WHAT THE TASK REQUIRES:
Search the records for the string "template", then copy each line that has it.

PROVIDED RECORDS:
PR #143, opened 2019-06-10
Improve CMake integration

omartijn:
* Now provides target 'ozo', which automatically pulls in dependencies
* Package can now be found using add_subdirectory or find_package
* Now also adds an install option, which installs headers and CMake files

It's not perfect yet, especially since the resource_pool package also doesn't provide a proper target, but IMHO it's a step in the right direction.


thed636:
@omartijn thanks for the PR, well it seems like it needs a little bit more tuned because it passes no CI tests.

@JonasProgrammer , could you please to look at this PR? It seems like it very close to your target-based cmake.

omartijn:
Ah, I see it now. It seems this is due to a some changes made in boost, which break dependency resolution for components in older versions of CMake. Basically, if you do find_package() to find a boost component, like boost::coroutine, all the necessary dependencies for it (like boost::system and boost::thread) should also be found automatically.

This is probably why these components were specifically mentioned in the CMakeLists.txt, even though they shouldn't be necessary. I'll put them back with a comment explaining why they're there (so nobody else will try removing them).

omartijn:
I can't get the tests to work, because for some reason it wants to have boost::atomic, which is not built because the `--with-libraries` option doesn't contain atomic.

omartijn:
I updated the Dockerfile as well to also build boost::atomic, and now everything builds, except osx, but that seems to be more of an issue with using a gnu-specific feature in the code.

JonasProgrammer:
@thed636 Yep, I did something similar, the exception being I kept it compatible with the current build system, unless `OZO_MODERN_CMAKE` was defined.

Depending on how high you can go in regards to the cmake version in Yandex's ecosystem, I'd like to suggest the following improvements:
*  Use a more recent CMake version, that supports `target_compile_features` etc. -- the library can state it wants at least `cxx_std_17`
* Use `target_link_libraries` with targets like `Boost::context` instead of `${Boost_LIBRARIES}` and `${PostgreSQL_LIBRARIES}`
* At least the tests still use `CMAKE_CXX_FLAGS`. While they're considered 'private', I still think these could be updated to use `target_compile_options`, when we're already at it.
* Perhaps GMock and GTest could be imported via targets as well (with hints to the vendored directories), rather than hard-including them.
* `resource_pool` should definitely benefit from this effort. I can try and polish up my CMake files to make it PR-worthy, but it won't be before the weekend. Regarding this: @elsid Do you have any dependent projects relying on a cmake 2.x compatible library being present? If not, I could skip the compatibility part.

@omartijn  These are suggestions only and up for discussion. Thanks for putting so much effort into it.

EDIT: While we're at it, what's Yandex's general attitude towards package managers like `conan`? If we get the target-based libraries with xConfig.cmake files in, as suggested by this PR, it's merely adding one file to the repo and it's use is purely optional, but makes it much easier to get `ozo` up and running for a project without going through the hassle of setting up Boost and libpq manually.

omartijn:
> @thed636 Yep, I did something similar, the exception being I kept it compatible with the current build system, unless `OZO_MODERN_CMAKE` was defined.
> 
> Depending on how high you can go in regards to the cmake version in Yandex's ecosystem, I'd like to suggest the following improvements:
> 
>     * Use a more recent CMake version, that supports `target_compile_features` etc. -- the library can state it wants at least `cxx_std_17`

That's introduced in 3.1.3. That'd be fine for me, but I have no idea if that works for everybody. Perhaps somebody can tell me what the minimum required version has to be.

> 
>     * Use `target_link_libraries` with targets like `Boost::context` instead of `${Boost_LIBRARIES}` and `${PostgreSQL_LIBRARIES}`

Yup. I did this for boost already. The `FindPostgreSQL.cmake` included with my version of cmake (3.13.4) doesn't support imported targets for PostgreSQL, however, so this doesn't work for me. I could of course include this file in the repo as well (it's right there in kitware's repo). Then we'd be able to support this for everyone.

> 
>     * At least the tests still use `CMAKE_CXX_FLAGS`. While they're considered 'private', I still think these could be updated to use `target_compile_options`, when we're already at it.

I didn't do this, for the reasons you mentioned. It doesn't matter in regards to how you use the `ozo` target. I also didn't want to put too much time in it before I knew if there was any interest at all. 

> 
>     * Perhaps GMock and GTest could be imported via targets as well (with hints to the vendored directories), rather than hard-including them.

I'm not so sure whether that's a good idea. I know in the past gtest was included in debian, but Google actually recommends against this now, see https://github.com/doo/googletest/blob/master/wiki/FAQ.wiki#Why_is_it_not_recommended_to_install_a_precompiled_copy_of_Google_Test_for_example_into_usrlocal

> 
>     * `resource_pool` should definitely benefit from this effort. I can try and polish up my CMake files to make it PR-worthy, but it won't be before the weekend. Regarding this: @elsid Do you have any dependent projects relying on a cmake 2.x compatible library being present? If not, I could skip the compatibility part.

That'd be great. Do you have a link to the existing work you did?

> 
> @omartijn These are suggestions only and up for discussion. Thanks for putting so much effort into it.
> 
> EDIT: While we're at it, what's Yandex's general attitude towards package managers like `conan`? If we get the target-based libraries with xConfig.cmake files in, as suggested by this PR, it's merely adding one file to the repo and it's use is purely optional, but makes it much easier to get `ozo` up and running for a project without going through the hassle of setting up Boost and libpq manually.

JonasProgrammer:
> > @thed636 Yep, I did something similar, the exception being I kept it compatible with the current build system, unless `OZO_MODERN_CMAKE` was defined.
> > Depending on how high you can go in regards to the cmake version in Yandex's ecosystem, I'd like to suggest the following improvements:
> > ```
> > * Use a more recent CMake version, that supports `target_compile_features` etc. -- the library can state it wants at least `cxx_std_17`
> > ```
> 
> That's introduced in 3.1.3. That'd be fine for me, but I have no idea if that works for everybody. Perhaps somebody can tell me what the minimum required version has to be.
> 
Yep, finding a common denominator would be the best thing to know what we can and cannot use.
> > ```
> > * Use `target_link_libraries` with targets like `Boost::context` instead of `${Boost_LIBRARIES}` and `${PostgreSQL_LIBRARIES}`
> > ```
> 
> Yup. I did this for boost already. The `FindPostgreSQL.cmake` included with my version of cmake (3.13.4) doesn't support imported targets for PostgreSQL, however, so this doesn't work for me. I could of course include this file in the repo as well (it's right there in kitware's repo). Then we'd be able to support this for everyone.
>
I tested it with 3.14 and it worked, but that might have been Conan magic. I like your approach of including it, that should do, till the minimum required CMake version is raised some day.
> > ```
> > * At least the tests still use `CMAKE_CXX_FLAGS`. While they're considered 'private', I still think these could be updated to use `target_compile_options`, when we're already at it.
> > ```
> 
> I didn't do this, for the reasons you mentioned. It doesn't matter in regards to how you use the `ozo` target. I also didn't want to put too much time in it before I knew if there was any interest at all.
> 
Understandable, I just saw it and remembered changing that. Still, as there seems to be interest in the PR, this shouldn't be too hard to change.
> > ```
> > * Perhaps GMock and GTest could be imported via targets as well (with hints to the vendored directories), rather than hard-including them.
> > ```
> 
> I'm not so sure whether that's a good idea. I know in the past gtest was included in debian, but Google actually recommends against this now, see https://github.com/doo/googletest/blob/master/wiki/FAQ.wiki#Why_is_it_not_recommended_to_install_a_precompiled_copy_of_Google_Test_for_example_into_usrlocal
> 
Reading that, I fully agree with you. For me it just instinctively looked clearer this way; let's just take that, as it is.
> > ```
> > * `resource_pool` should definitely benefit from this effort. I can try and polish up my CMake files to make it PR-worthy, but it won't be before the weekend. Regarding this: @elsid Do you have any dependent projects relying on a cmake 2.x compatible library being present? If not, I could skip the compatibility part.
> > ```
> 
> That'd be great. Do you have a link to the existing work you did?
> 

[here](https://github.com/JonasProgrammer/ozo/tree/boost-170-ozo)
Beware it's a little behind master and also it's weird in parts, as it tries to support the old build system as-is. Maybe you can still use it for something, such as resource_pool (though upstream PR would likely be the better option here).

omartijn:
@thed636 Any updates on this? Me and @JonasProgrammer would still like to know what the minimum required CMake version should be. If the one I selected is acceptable, I think this PR could be merged.

If we do the same target-based strategy for resource_pool as well, we'd need a few more changes to the CMakeLists.txt as well, but nothing major. Is there anything holding a possible review back right now?

thed636:
@omartijn @JonasProgrammer  
Hi guys! 
We are using own build toolchain inside the company instead of the CMake. So from the company, we have no restriction on the CMake version. In terms of Open Source users - I didn't think about the proper minimum version the project should require. So I need a couple of days to review this PR (busy week) and just form my opinion about the minimum version.

Thank you!

**BTW**, the MacOS build is still broken and it needs to be fixed anyway.

omartijn:
@thed636 Looking at CMake releases, e.g. at https://cmake.org/files/v3.1/ we can see that 3.1.3 was released 2015-02-12 17:39, which is well over 4 years ago. I personally think it's not unreasonable to expect people to have that version at the very least.

JonasProgrammer:
While thed636 obviously has the final say in this, IMHO even demanding the latest CMake version should not be too much of an issue.
First of all, the C++ ecosystem has become ever faster in the recent years. I therefore expect someone, who has access to boost 1.67+ and a recent compiler to also have access to a recent CMake version.
Ok, one could argue that Debian stable etc. don't provide a recent version, but neither do they provide a boost version and compilers (?) capable of dealing with ozo.

Another fact to look at, that all we're talking about here is the CMake version required to build this project. When it comes to the files being generated for `find_package`, they should be compatible with earlier CMake versions as well. Checking the `ozoTargets.cmake` generated by my changes using CMake 3.14, they even do some checks regarding compatibility with CMake >= 2.6.

Therefore IMHO we should just use a recent version. If somebody wants to build it from scratch, they can just use a recent CMake version and for the rest, adding some releases with the generated files used by `find_package` should be sufficient; this process can easily be automated with travis.

thed636:
@omartijn @JonasProgrammer 
Hi, guys! 

Thanks a lot for the patience. I'm afraid we are limited with [3.12 version](https://launchpad.net/ubuntu/cosmic/+source/cmake) right now due to our build image. Changing image is out of this PR. So, my proposal is to implement the best what the 3.12 version allows for now. Then create two issues. First for upgrade image to support CMake 3.14, second - upgrade CMake to 3.14 and update the cmake files adding the functionality is not supported by the lower version. Sounds good?

> First of all, the C++ ecosystem has become ever faster in the recent years. I therefore expect someone, who has access to boost 1.67+ and a recent compiler to also have access to a recent CMake version.

I'd say, we should support Boost 1.66+ as declared.

omartijn:
@thed636 I'll see what things I can make nicer using CMake 3.12. About changing to 3.14: I think the only improvement there is that the FindPostgreSQL.cmake file comes with imported targets, but I already work around it by including the file in the repository. If it doesn't have any other features besides that, I see no reason to require 3.14, it'd only make it more difficult for users.

There was also a question about supporting conan. @JonasProgrammer has some ideas about that. I have never worked with it, but if it's a simple line added to the CMakeLists.txt - and it doesn't require somebody to actually have conan installed for building, I'd think it should be no problem to add it as well, right? If we are doing this, we might as well add support for building debian and rpm packages. CMake has built-in support for this and we'd again make it easier for people to install and use the library.

Any ideas about this?

JonasProgrammer:
Hi everyone.

> > First of all, the C++ ecosystem has become ever faster in the recent years. I therefore expect someone, who has access to boost 1.67+ and a recent compiler to also have access to a recent CMake version.
> 
> I'd say, we should support Boost 1.66+ as declared.

My bad, I actually meant 1.66. Still, the point holds: Debian stable is at 1.62, Ubuntu LTS (Bionic) at 1.65. No idea about CentOS & co., but I doubt, it's much better there. In the end, to use this library, you cannot rely on Boost being provided by your system package manager. Downloading a more recent CMake version doesn't make matters much worse.

> Thanks a lot for the patience. I'm afraid we are limited with [3.12 version](https://launchpad.net/ubuntu/cosmic/+source/cmake) right now due to our build image. Changing image is out of this PR. So, my proposal is to implement the best what the 3.12 version allows for now.

I don't see an issue with that. CMake 3.12 is decent enough, the reason I was using 3.14 in my fork was simply that it was my build image's version.
Judging from the Changelog, there was not much relevant going on from 3.12 > 3.13 > 3.14 and all the good stuff for the target based approach is present in 3.12. So if that's yandex's baseline, let's just settle on this.

Also I'm with @omartijn regarding an update to 3.14 in the near future: The benefits don't outweigh the costs. As long as there's no really beneficial changes (like targets were), upgrading is not necessary. I really do appreciate your willingness to upgrade though; the 'we've always done it like this'-disease is way too common, when it comes to libraries' build systems.


> There was also a question about supporting conan. @JonasProgrammer has some ideas about that. I have never worked with it, but if it's a simple line added to the CMakeLists.txt - and it doesn't require somebody to actually have conan installed for building, I'd think it should be no problem to add it as well, right? If we are doing this, we might as well add support for building debian and rpm packages. CMake has built-in support for this and we'd again make it easier for people to install and use the library.
> 
> Any ideas about this?

Actually, the 3 lines in CMakeLists.txt [are necessary not even necessary](https://docs.conan.io/en/latest/integrations/build_system/cmake/cmake_paths_generator.html) -- they're just a convenience, because I'm way too lazy. You can easily specify the file in the CMake command line, if you generated it.
On the other hand, having them doesn't really hurt, as the build process just behaves as if they weren't there, given the file does not exist. In general, including them or not is up to you.

The real deal is providing a `conanfile.py` and perhaps a test package -- but given a proper `CMakeLists.txt`, as is provided by this PR, this is not a big deal either. I can try and incorporate them here, or just wait for this to be merged and then make another PR based on the then-master.

thed636:
Hi, all!

> @thed636 I'll see what things I can make nicer using CMake 3.12. About changing to 3.14: I think the only improvement there is that the FindPostgreSQL.cmake file comes with imported targets, but I already work around it by including the file in the repository. If it doesn't have any other features besides that, I see no reason to require 3.14, it'd only make it more difficult for users.

Ok, if the upgrade to 3.14 is not necessary, well, it's good then. My most conservative part is happy about such a fact. :)  

> The real deal is providing a conanfile.py and perhaps a test package -- but given a proper CMakeLists.txt, as is provided by this PR, this is not a big deal either. I can try and incorporate them here, or just wait for this to be merged and then make another PR based on the then-master.

Yeah, PR based on the then-master is a really good approach. So you are the next. :)

@omartijn it looks like there is a problem with include path for examples as I can see from the CI.

omartijn:
@thed636 Yes, the include path broke when I merged commits from master into this repo. A test was added, which obviously used the old target_link_libraries syntax (because master doesn't yet have the `ozo` target) and git didn't recognize this as a conflict. I've updated this now.

omartijn:
Can anybody review this and let me know what, if anything, needs to be changed before this could be merged?

thed636:
Hi @omartijn, as for me, everything is ok. You need to squash all commits into one, add yourself into [AUTHORS](https://github.com/yandex/ozo/blob/master/AUTHORS), provide good commit message and rebase on current master, after that it could be merged. Thanks for your contribution!

**PS** Well, it seems like build on Mac OS is still broken.

omartijn:
@thed636 I have squashed, updated the commit message and added myself to the AUTHORS.

I don't know what to do about the Mac OS build. It is broken because we are using GNU-specific extensions. Perhaps we should just remove that? The problem is in include/ozo/query_builder.h on line 183.

thed636:
> I don't know what to do about the Mac OS build. It is broken because we are using GNU-specific extensions. Perhaps we should just remove that? The problem is in include/ozo/query_builder.h on line 183

Well, I doubt what we need to remove the useful code from the master which is passing CI success.

The [log](https://api.travis-ci.org/v3/job/556460278/log.txt) contains error:

```
[1m/Users/travis/build/yandex/ozo/include/ozo/query_builder.h:183:16: [0m[0;1;31merror: [0m[1mstring literal operator templates are a GNU extension [-Werror,-Wgnu-string-literal-operator-template][0m

constexpr auto operator "" _SQL() {

[0;1;32m               ^

[0m1 error generated.
```

Another interesting thing I that we have a warning:

```

[1m/Users/travis/build/yandex/ozo/include/ozo/query_builder.h:183:16: [0m[0;1;35mwarning: [0m[1mstring literal operator templates are a GNU extension [-Wgnu-string-literal-operator-template][0m

constexpr auto operator "" _SQL() {

[0;1;32m   
```

And it seems like somehow `-Wno-gnu-string-literal-operator-template` and `-Werror` flags set-up is missed.

include/ozo/query_builder.h
```diff
@@ -179,10 +179,14 @@ constexpr auto operator +(query_element<LhsValueT, LhsTagT>&& lhs, RhsValueT&& r
 
 namespace literals {
 
+#ifdef __GNUG__
+
```
thed636: Sorry, but this is wrong way. No source code should be modified on this PR. This PR should modify CMake files only. Enabling or disabling the library’s features is a completely different topic.

thed636 (changes requested):

CMakeLists.txt
```diff
@@ -4,6 +4,48 @@ project(ozo VERSION 0.0.1)
 
 set(CMAKE_MODULE_PATH ${CMAKE_MODULE_PATH} "${CMAKE_CURRENT_SOURCE_DIR}/cmake/modules")
 
+include(CheckCXXCompilerFlag)
+
+function (target_supported_compile_options target)
```
thed636: This is a good idea to have a function, but I think it would be nice to point certain flags for the certain compilers to be sure about flags set-up.

thed636 (changes requested):

thed636:
@omartijn in case if you have no ability to build on MacOS I can help you with it on the next week.

include/ozo/query_builder.h
omartijn: Well, the idea is of course to disable it for compilers that don't support this non-standard option. It won't change anything for supported compilers.

I've removed the guard, though I do think it should be added again because this prohibits people from using the library using different compilers.

omartijn:
I have fixed the compilation errors on mac os. The warning is now suppressed on compilers supporting the flag, this is also exported so that when you do `target_link_libraries` this option is automatically set. This prevents getting compilation warnings/errors from simply using ozo.

It of course still won't compile for compilers other than clang/gcc because of the non-standard features used. I'll open another PR for this.

CMakeLists.txt
thed636: Well, I meant it would be better to have an error if a compiler does not support an option. I would like to say what unsupported option should not be ignored silently because in that case, you can not have a guarantee that a given option is supported. E.g., in the case of a typo, there should be an error. So the silent strategy is not good in this case.

thed636 (changes requested):

CMakeLists.txt
```diff
@@ -1,20 +1,130 @@
...
+set(CMAKE_MODULE_PATH ${CMAKE_MODULE_PATH} "${CMAKE_CURRENT_SOURCE_DIR}/cmake/modules")
+
+include(CheckCXXCompilerFlag)
+
+function (target_supported_compile_options target)
+    set(options BEFORE)
+    set(arguments INTERFACE PUBLIC PRIVATE)
+    cmake_parse_arguments(OPTION "${options}" "" "${arguments}" ${ARGN})
+
+    foreach(compile_option ${OPTION_INTERFACE})
```
thed636: I think this code may be simplified if variable name would be generated like [this](https://stackoverflow.com/questions/32631168/cmake-interpret-string-as-variable)

benchmarks/CMakeLists.txt
```diff
@@ -1,33 +1,36 @@
...
+    target_compile_options(ozo_benchmark PRIVATE -Wno-ignored-optimization-argument)
+endif()
 
 add_executable(ozo_benchmark_performance performance.cpp)
-target_compile_features(ozo_benchmark_performance PRIVATE cxx_std_17)
-target_link_libraries(ozo_benchmark_performance ${LIBRARIES})
+target_link_libraries(ozo_benchmark_performance ozo)
+
+# enable a bunch of warnings and make them errors
+target_compile_options(ozo_benchmark_performance PRIVATE -Wall)
```
thed636: It is not necessary but would be nice to be able to make such declarations to reduce amount of code:

```
target_compile_options(ozo_benchmark PRIVATE -Wall -Wextra -Wsign-compare -pedantic -Werror)
```

or

```
set(GCC_CLANG_FLAGS "-Wall -Wextra -Wsign-compare -pedantic -Werror")

#...

target_compile_options(ozo_benchmark PRIVATE GCC_CLANG_FLAGS)
```

thed636 (changes requested):

CMakeLists.txt
omartijn: I don't really understand your point here, but I have removed the code now, in favor of hard-coding the flags.

benchmarks/CMakeLists.txt
omartijn: I have collapsed the compile options to reduce code amount.

CMakeLists.txt
omartijn: While I don't necessarily agree (I personally think it's nicer to do "feature detection" than "compiler detection"), I have changed it now.

thed636: Well, detection is a good idea, but if a feature is not supported, but needed - build should fail. In other cases - it is equivalent to the absence of a feature. Since different compilers require different features it is needed to bind feature set to the certain compiler(s). In other cases, requirements are just meaningless because no checks could be made.
To rely just on compiler errors is not a good strategy in terms of error source detection. Since sometimes it is too hard to understand relation about missed feature and compilation error.

CMakeLists.txt
thed636: The point is to do not have three almost identical `foreach` statement, instead of one which could be parametrized by the option's scope set.

thed636 (approved):

benchmarks/CMakeLists.txt
thed636: Congratulations, Martijn! Thanks for the help and good job!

REPLY:
[1m/Users/travis/build/yandex/ozo/include/ozo/query_builder.h:183:16: [0m[0;1;31merror: [0m[1mstring literal operator templates are a GNU extension [-Werror,-Wgnu-string-literal-operator-template][0m
[1m/Users/travis/build/yandex/ozo/include/ozo/query_builder.h:183:16: [0m[0;1;35mwarning: [0m[1mstring literal operator templates are a GNU extension [-Wgnu-string-literal-operator-template][0m
And it seems like somehow `-Wno-gnu-string-literal-operator-template` and `-Werror` flags set-up is missed.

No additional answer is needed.